Before that he had acquired the nickname of "Drummer of Kolding", which a newspaper gave him. The incident that gave him the name took place on 29 April 1849, during the Battle of Kolding, which was occupied by the Schleswig-Holsteiners. When they gave way to the advancing Danes, Wrangel brought them to a halt by snatching the drum from a drummer and began playing the double-quick pace.

When Prussia recalled its officers in April 1850, Wrangel became head of the Topographical Department and only returned to frontline service as a lieutenant colonel during the mobilization of 1859. He was now at the head of a Landwehr regiment, which soon became the 61st (8th Pomeranian) Infantry Regiment in Stolp.

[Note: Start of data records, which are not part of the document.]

Issue #391, opened 2023-05-03
allele_frequencies_advanced parameter flexibility


alimanfoo:
* Add a "taxon_by" parameter to allow varying which column is used for taxon stratification.
* Allow any value in the "period_by" column to allow for more flexible temporal grouping, particularly useful if want a span of multiple years.

PR #694, opened 2024-12-10
Add taxon_by param to snp_allele_frequencies_advanced(). Add example …

leehart:
Re: issue #391

### DIFF
--- a/malariagen_data/util.py
+++ b/malariagen_data/util.py
@@ -1612,20 +1612,22 @@ def _karyotype_tags_n_alt(gt, alts, inversion_alts):
     return inv_n_alt
 
 
-def prep_samples_for_cohort_grouping(*, df_samples, area_by, period_by):
+def prep_samples_for_cohort_grouping(
+    *, df_samples, area_by, period_by, taxon_by="taxon"
+):
     # Take a copy, as we will modify the dataframe.
     df_samples = df_samples.copy()
 
     # Fix "intermediate" or "unassigned" taxon values - we only want to build
     # cohorts with clean taxon calls, so we set other values to None.
     loc_intermediate_taxon = (
-        df_samples["taxon"].str.startswith("intermediate").fillna(False)
+        df_samples[taxon_by].str.startswith("intermediate").fillna(False)
     )
-    df_samples.loc[loc_intermediate_taxon, "taxon"] = None
+    df_samples.loc[loc_intermediate_taxon, taxon_by] = None
     loc_unassigned_taxon = (
-        df_samples["taxon"].str.startswith("unassigned").fillna(False)
+        df_samples[taxon_by].str.startswith("unassigned").fillna(False)
     )
-    df_samples.loc[loc_unassigned_taxon, "taxon"] = None
+    df_samples.loc[loc_unassigned_taxon, taxon_by] = None
 
     # Add period column.
     if period_by == "year":
@@ -1647,7 +1649,9 @@ def prep_samples_for_cohort_grouping(*, df_samples, area_by, period_by):
     return df_samples
 
 
-def build_cohorts_from_sample_grouping(*, group_samples_by_cohort, min_cohort_size):
+def build_cohorts_from_sample_grouping(
+    *, group_samples_by_cohort, min_cohort_size, taxon_by="taxon"
+):
     # Build cohorts dataframe.
     df_cohorts = group_samples_by_cohort.agg(
         size=("sample_id", len),
@@ -1669,7 +1673,7 @@ def build_cohorts_from_sample_grouping(*, group_samples_by_cohort, min_cohort_si
     # Create a label that is similar to the cohort metadata,
     # although this won't be perfect.
     df_cohorts["label"] = df_cohorts.apply(
-        lambda v: f"{v.area}_{v.taxon[:4]}_{v.period}", axis="columns"
+        lambda v: f"{v.area}_{v[taxon_by][:4]}_{v.period}", axis="columns"
     )
 
     # Apply minimum cohort size.
--- a/malariagen_data/anoph/frq_params.py
+++ b/malariagen_data/anoph/frq_params.py
@@ -80,3 +80,10 @@ areas: TypeAlias = Annotated[
     Optional[Union[str, List[str], Tuple[str, ...]]],
     "The area or areas to restrict the dataset to.",
 ]
+
+taxon_by: TypeAlias = Annotated[
+    str,
+    "The column to use for taxon stratification.",
+]
+
+taxon_by_default: taxon_by = "taxon"
--- a/malariagen_data/anoph/snp_frq.py
+++ b/malariagen_data/anoph/snp_frq.py
@@ -452,6 +452,7 @@ class AnophelesSnpFrequencyAnalysis(
         ci_method: Optional[frq_params.ci_method] = frq_params.ci_method_default,
         chunks: base_params.chunks = base_params.native_chunks,
         inline_array: base_params.inline_array = base_params.inline_array_default,
+        taxon_by: frq_params.taxon_by = frq_params.taxon_by_default,
     ) -> xr.Dataset:
         # Load sample metadata.
         df_samples = self.sample_metadata(
@@ -465,15 +466,17 @@ class AnophelesSnpFrequencyAnalysis(
             df_samples=df_samples,
             area_by=area_by,
             period_by=period_by,
+            taxon_by=taxon_by,
         )
 
         # Group samples to make cohorts.
-        group_samples_by_cohort = df_samples.groupby(["taxon", "area", "period"])
+        group_samples_by_cohort = df_samples.groupby([taxon_by, "area", "period"])
 
         # Build cohorts dataframe.
         df_cohorts = build_cohorts_from_sample_grouping(
             group_samples_by_cohort=group_samples_by_cohort,
             min_cohort_size=min_cohort_size,
+            taxon_by=taxon_by,
         )
 
         # Early check for no cohorts.
@@ -529,7 +532,8 @@ class AnophelesSnpFrequencyAnalysis(
             desc="Compute SNP allele frequencies",
         )
         for cohort_index, cohort in cohorts_iterator:
-            cohort_key = cohort.taxon, cohort.area, cohort.period
+            cohort_taxon = getattr(cohort, taxon_by)
+            cohort_key = cohort_taxon, cohort.area, cohort.period
             sample_indices = group_samples_by_cohort.indices[cohort_key]
 
             cohort_ac, cohort_an = _cohort_alt_allele_counts_melt(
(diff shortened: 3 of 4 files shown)


leehart:
Hi @alimanfoo . Do we know how we want to allow any value in the `period_by` column? Looking at the current code, it's not clear to me what we want to do here.

`util.py` currently has:
```python
def prep_samples_for_cohort_grouping(
    *, df_samples, area_by, period_by, taxon_by="taxon"
):
    # Take a copy, as we will modify the dataframe.
    df_samples = df_samples.copy()

    # Fix "intermediate" or "unassigned" taxon values - we only want to build
    # cohorts with clean taxon calls, so we set other values to None.
    loc_intermediate_taxon = (
        df_samples[taxon_by].str.startswith("intermediate").fillna(False)
    )
    df_samples.loc[loc_intermediate_taxon, taxon_by] = None
    loc_unassigned_taxon = (
        df_samples[taxon_by].str.startswith("unassigned").fillna(False)
    )
    df_samples.loc[loc_unassigned_taxon, taxon_by] = None

    # Add period column.
    if period_by == "year":
        make_period = _make_sample_period_year
    elif period_by == "quarter":
        make_period = _make_sample_period_quarter
    elif period_by == "month":
        make_period = _make_sample_period_month
    else:  # pragma: no cover
        raise ValueError(
            f"Value for period_by parameter must be one of 'year', 'quarter', 'month'; found {period_by!r}."
        )
    sample_period = df_samples.apply(make_period, axis="columns")
    df_samples["period"] = sample_period

    # Add area column for consistent output.
    df_samples["area"] = df_samples[area_by]

    return df_samples
```
with
```python
def _make_sample_period_month(row):
    year = row.year
    month = row.month
    if year > 0 and month > 0:
        return pd.Period(freq="M", year=year, month=month)
    else:
        return pd.NaT


def _make_sample_period_quarter(row):
    year = row.year
    month = row.month
    if year > 0 and month > 0:
        return pd.Period(freq="Q", year=year, month=month)
    else:
        return pd.NaT


def _make_sample_period_year(row):
    year = row.year
    if year > 0:
        return pd.Period(freq="Y", year=year)
    else:
        return pd.NaT
```

leehart:
@cclarkson @ahernank @jonbrenas Any thoughts or knowledge regarding the above question for this issue?

jonbrenas:
Your guess is probably as good as mine. Maybe allow to use a column that already exists as "period" or a dictionary of queries? It might be worth asking for details at the next tools meeting.

leehart:
Restricting this PR to just adding the "taxon_by" param.

I've split the original issue into two sub-issues, in order to try to address the `period_by` feature request separately later, when we have a clearer idea of a path forward for that.

leehart:
To do: add to other `_allele_frequencies_advanced` functions.

malariagen_data/util.py
```diff
@@ -1626,7 +1649,9 @@ def prep_samples_for_cohort_grouping(*, df_samples, area_by, period_by):
     return df_samples
 
 
-def build_cohorts_from_sample_grouping(*, group_samples_by_cohort, min_cohort_size):
+def build_cohorts_from_sample_grouping(
+    *, group_samples_by_cohort, min_cohort_size, taxon_by="taxon"
```
alimanfoo, line 1653:
```suggestion
    *, group_samples_by_cohort, min_cohort_size, taxon_by
```

Shouldn't need a default value here.

alimanfoo (commented):
Thanks @leehart. Would be good to add this parameter to the other ..._frequencies_advanced() functions.

leehart:
To do: investigate and resolve potential merge conflict issue around `_karyotype_tags_n_alt()`.

malariagen_data/util.py
leehart: This was needed while the other `..._frequencies_advanced()` functions didn't support the parameter, e.g. calls such as this, in `haplotypes_frequencies_advanced()` and `_gene_cnv_frequencies_advanced()`, where `taxon_by` is not otherwise specified:
```python
        df_cohorts = build_cohorts_from_sample_grouping(
            group_samples_by_cohort=group_samples_by_cohort,
        )
```
...which would result in a problem around this expectation of a `taxon_by ` value in `build_cohorts_from_sample_grouping()`:
```python
    df_cohorts["label"] = df_cohorts.apply(
        lambda v: f"{v.area}_{v[taxon_by][:4]}_{v.period}", axis="columns"
    )
```
...but it looks like this becomes  a non-issue when the other functions gain support, e.g.
```python
        df_cohorts = build_cohorts_from_sample_grouping(
            group_samples_by_cohort=group_samples_by_cohort,
            taxon_by=taxon_by,
        )
```

leehart:
Now that I have some clarity on the sibling issue https://github.com/malariagen/malariagen-data-python/issues/723 I'm tempted to include it under this PR, and then update the PR title accordingly.

leehart:
To do: increase test coverage, in light of codecov test failures.

alimanfoo (commented):
Looking good, just a couple of minor suggestions re parameter checking.

malariagen_data/anoph/cnv_frq.py
```diff
@@ -445,7 +445,15 @@ def gene_cnv_frequencies_advanced(
...
         inline_array: base_params.inline_array = base_params.inline_array_default,
+        taxon_by: Optional[frq_params.taxon_by] = frq_params.taxon_by_default,
     ) -> xr.Dataset:
+        # Check that the taxon_by default hasn't been subverted, e.g. via `taxon_by=None`.
+        # This also satisfies type-checking, e.g. with `getattr`.
+        if taxon_by is None:
+            raise ValueError(
+                f"`taxon_by` cannot be set to `None`. The default would be {frq_params.taxon_by_default!r}."
+            )
+
```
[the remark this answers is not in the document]
leehart: Many thanks @alimanfoo . This was a pleasant surprise!

Somehow I was convinced that `taxon_by` needed to be optional and then had to deal with type-checking issues.

malariagen_data/anoph/frq_base.py
```diff
@@ -14,42 +14,67 @@
...
+
+    # Copy the specified area_by column to a new "area" column.
     df_samples["area"] = df_samples[area_by]
 
     return df_samples
 
 
-def build_cohorts_from_sample_grouping(*, group_samples_by_cohort, min_cohort_size):
+def build_cohorts_from_sample_grouping(
+    *, group_samples_by_cohort, min_cohort_size, taxon_by
```
jonbrenas, line 76: I would have expected that `taxon_by` would be entirely dealt with within `prep_samples_for_cohort_grouping` (as opposed to being propagated to `build_cohorts_from_sample_grouping`). Is there a reason why it is treated differently?

malariagen_data/anoph/frq_base.py
```diff
@@ -71,7 +96,7 @@ def build_cohorts_from_sample_grouping(*, group_samples_by_cohort, min_cohort_si
     # Create a label that is similar to the cohort metadata,
     # although this won't be perfect.
     df_cohorts["label"] = df_cohorts.apply(
-        lambda v: f"{v.area}_{v.taxon[:4]}_{v.period}", axis="columns"
+        lambda v: f"{v.area}_{v[taxon_by][:4]}_{v.period}", axis="columns"
```
jonbrenas, line 99: I know we have always shortened "gambiae" to "gamb" and so on but the first application that comes to my mind is Kwi or Antonio splitting coluzzii in Cameroon into "coluzzii A" and "coluzzii B" ... They would both be called "colu" here.

malariagen_data/anoph/frq_base.py
```diff
@@ -14,42 +14,67 @@
...
 
 
-def prep_samples_for_cohort_grouping(*, df_samples, area_by, period_by):
+def prep_samples_for_cohort_grouping(*, df_samples, area_by, period_by, taxon_by):
     # Take a copy, as we will modify the dataframe.
     df_samples = df_samples.copy()
 
     # Fix "intermediate" or "unassigned" taxon values - we only want to build
     # cohorts with clean taxon calls, so we set other values to None.
     loc_intermediate_taxon = (
```
jonbrenas, line 23: I know this is unchanged but I am not sure why we would prohibit anyone from using an "intermediate" or "unassigned" cohort by default. In almost all cases, there will not be enough samples to form a cohort (and if there ever are enough "intermediate" or "unassigned" samples to form a cohort using the default `cohort_min_size`, we should probably have a good think about what it means) but, in particular if someone manually labeled some samples as "intermediate" in a different column not named "taxon" for the specific purpose of studying them, they will be surprised for them not to show up, I think.

jonbrenas (commented):
None of my comments are required changes and I think @leehart addressed all the concerns expressed by @alimanfoo (but I will let @alimanfoo confirm that it is so).

malariagen_data/anoph/frq_base.py
leehart: Thanks @jonbrenas , that's a good point. It also occurs to me that this won't be robust to other arbitrary strings either, e.g. those that would result in a cohorts label with a space in it, so it probably requires some more thought, e.g. replacing spaces in the string provided or other string sanitisation. Obviously this was originally only designed with a certain set of strings in mind. I wonder if we need two different ways to handle this, depending on the scenario. 🤔 
That comment in the code saying "this won't be perfect" is shining through!

malariagen_data/anoph/frq_base.py
leehart: Thanks @jonbrenas. I'm not sure what you mean by "dealt with", but I can say what I see, in case it elucidates:

`prep_samples_for_cohort_grouping` returns a DataFrame of samples (for SNP, CNV, HAP) in such a way that the DataFrame can then be grouped using `df_samples.groupby([taxon_by, "area", "period"])`, which was more simply `df_samples.groupby(["taxon", "area", "period"])` before this PR. This function needs `taxon_by` in order to deal with "intermediate" or "unassigned" taxon values, the same way that the "taxon" column name was used before the change.

The reason `taxon_by` is being passed to `build_cohorts_from_sample_grouping` is because the `taxon_by` variable, which identifies a column name, needs to be used to get the appropriate taxon value (as a string), which is being used directly in the labelling of the cohorts, via:
```python
    df_cohorts["label"] = df_cohorts.apply(
        lambda v: f"{v.area}_{v[taxon_by][:4]}_{v.period}", axis="columns"
    )
```

Before this PR, it was the simply value of the standard `taxon` column that was being used for this labelling:
```python
    df_cohorts["label"] = df_cohorts.apply(
        lambda v: f"{v.area}_{v.taxon[:4]}_{v.period}", axis="columns"
    )
```

Does that explain, or have I missed something?

jonbrenas: Thanks @leehart. I don't exactly remember what I meant or how the code works exactly but I think that `prep_samples_for_cohort_grouping` basically creates new columns in the metadata (currently "area" and "period") that contain the values that are going to be used for cohorts definition. My question was why is "taxon_by" treated differently? Is it just that the "taxon" column already exists? I know that creating a new column, say "taxon_cohort", with the values in the column identified by "taxon_by" would only duplicate data that is already present but I think that's what we do with "area_by" as well.

jonbrenas: Thanks for the clarification @leehart. 

I think the "clean" solution to avoid conflicts would be to create "private" columns instead of "area", ... e.g., "_area" and to have a check in `add_extra_metadata` that none of the new columns has a name starting with '_' (and add an error if they do). And then propagate the changes in column names to downstream dependencies if there are any.

But that's a lot of work for little to no benefit, so I think the way the code is now is more than satisfactory.

jonbrenas (approved):
LGTM.

malariagen_data/anoph/frq_base.py
leehart: Thanks @jonbrenas . Yes, I like the idea of having "private" columns for internal use and enforcing that. Your Markdown got scrambled, but I got the message!
But I also still like the idea that we wouldn't need the private columns in cases where the user-defined columns are simply being copied, where we can maintain the original column names. That might be beyond the scope of this issue, since you've approved these changes, but I'll open a new issue to stick a pin in it, all the same.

In the Austro-Prussian War, he became commander of the 26th Infantry Brigade in Münster and took part in the Campaign of the Main. He fought in the battles at Dermbach, Kissingen, Laufach, Aschaffenburg, Tauberbischofsheim and the Battle of Gerchsheim. For his services at Gerchsheim, he was awarded the Pour le Mérite.

On 10 August 1867, he was appointed commander of the 18th Division in Flensburg and promoted to lieutenant general in the spring of 1868. In the Franco-Prussian War, his division was part of the IX Corps and participated in the battles of Colombey-Nouilly, Mars-la-Tour and Gravelotte. During the Siege of Metz, his troops attacked from 1 September during the Battle of Noiseville in support of the defensive battle of the Prussian I Corps stationed on the east bank of the Moselle. His division distinguished itself particularly in the Second Battle of Orléans in early December. From there Prince Friedrich Karl of Prussia, Commander-in-Chief of the First and Second armies, telegraphed to Versailles:

For this Wrangel was awarded the oak leaves to his Pour le Mérite. As the war progressed, Wrangel's division was involved in the Battle of Le Mans on 11 January 1871.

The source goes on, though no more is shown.